Guardiola ennesimo fallimento. Va alla Juve?


----------



## Zosimo2410 (17 Aprile 2019)

Lineker10 ha scritto:


> Una delle partite più belle che ho visto in vita mia.
> Complimenti e basta a tutti.
> È grazie a partite così che il calcio è sempre lo sport più bello mondo.



Assomigliava tanto a Milan - Lazio


----------



## Milo (17 Aprile 2019)

Bellissima partita e contentissimo per il tottenham che è la mia squadra inglese preferita


----------



## Raryof (17 Aprile 2019)

Godo a casa scialacquatori.


----------



## AntaniPioco (17 Aprile 2019)

chicagousait ha scritto:


> Ma era fuorigioco?



Netto, è abbastanza imbarazzante che l'assistente non l'abbia visto, era almeno un metro oltre


----------



## Schism75 (17 Aprile 2019)

Comunque questa Champions mi pare chiaro la lezione che ha dato:
Non c’è spazio per sparagnini, difensivisti, chi se la fa nelle mutande, rinunciatari, e mancanza di velocità.


----------



## Kaw (17 Aprile 2019)

Sapete, una parte di me è pure felice di non giocare partite così, perchè non le reggerei XD
Il gol era da annullare mi sembra, ma è davvero una mazzata eh...


----------



## Le Grand Milan (17 Aprile 2019)

Grandissimo Pocchetino!!! *


----------



## Schism75 (17 Aprile 2019)

Ah, portiamo Pep a Milano ora.


----------



## Andris (17 Aprile 2019)

un po' mi spiace per il City,viene derubato senza var e quando c'è va fuori comunque.
anche Aguero,un campione del genere a non poter mai vederlo in una finale.
sfigato proprio alla Ibra.


----------



## Aron (17 Aprile 2019)

Lo dissi non so quanti anni fa. Forse avevamo ancora Allegri. 
Il Milan vincerà la Champions prima che City e PSG la vincano per la prima volta.


----------



## 7vinte (17 Aprile 2019)

Ah, che mediocre Pochettino!


----------



## 6milan (17 Aprile 2019)

Ma L'ajax se gioca come sa a questi gliele fa vedere nere


----------



## goleador 70 (17 Aprile 2019)

7vinte ha scritto:


> Ah, che mediocre Pochettino!



.


----------



## Aron (17 Aprile 2019)

Roten1896 ha scritto:


> Guardiola ennesimo fallimento.

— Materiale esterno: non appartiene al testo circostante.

PR #10590, opened 2020-01-19
Fix #8064 Ride construction errors shown as (undefined string)

### LINKED ISSUE #8064: Construction error about local authority not allowing construction that high is shown as (undefined string) every other height

tupaschoal:
I'm picking up on stale #9432 

I did apply the changes to the maze, as @duncanspumpkin suggested:
> If you are going to make this change make the change for mazes as well its just inconsistent as it is at present.
> As this is a complex equation it should really be a constexpr that is named.

I didn't convert it to a `constexpr` because I was unsure if @ZehMatt 's comment was applicable without changing other places or not:
https://github.com/OpenRCT2/OpenRCT2/pull/9432/files#r294541067

### DIFF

Va alla Juve?




Probabile.


----------



## Heaven (17 Aprile 2019)

Viva il calcio. Questa champions è uno spettacolo


----------



## Lorenzo 89 (17 Aprile 2019)

Il Barcellona ha già vinto la Champions secondo me.


----------



## Tifo'o (17 Aprile 2019)

L'Inda può conselarsi di essere uscita con due semifinaliste dai


----------



## 7AlePato7 (17 Aprile 2019)

Schism75 ha scritto:


> Comunque questa Champions mi pare chiaro la lezione che ha dato:
> Non c’è spazio per sparagnini, difensivisti, chi se la fa nelle mutande, rinunciatari, e mancanza di velocità.


Hai descritto Rattuso praticamente


----------



## juventino (17 Aprile 2019)

La finale sarà Ajax-Liverpool. 
Per una volta ammetto che mi dispiace per il City, stasera sfortunatissimo.


----------



## mandraghe (17 Aprile 2019)

Barcellona-Liverpool finale anticipata.


----------



## Andris (17 Aprile 2019)

comunque prima di quel goal a rimpallo il tottenham era pestato,non è che ora abbia fatto il partitone che elogiate il mister.
solo una squadra in campo dal secondo goal al terzo,a parte quel contropiede sbagliato.
avrebbe potuto fare dieci goal il city
gli è andata bene,tutto qui.


----------



## pazzomania (17 Aprile 2019)

Insomma, il non plus ultra degli allenatori, il miglior allenatore della terra, tale Guardiola, con 2 squadre praticamente, terzini da 50 milioni cadauno, centrali da 80, fior di attaccanti, pure quest anno la Champions la vince il prossimo.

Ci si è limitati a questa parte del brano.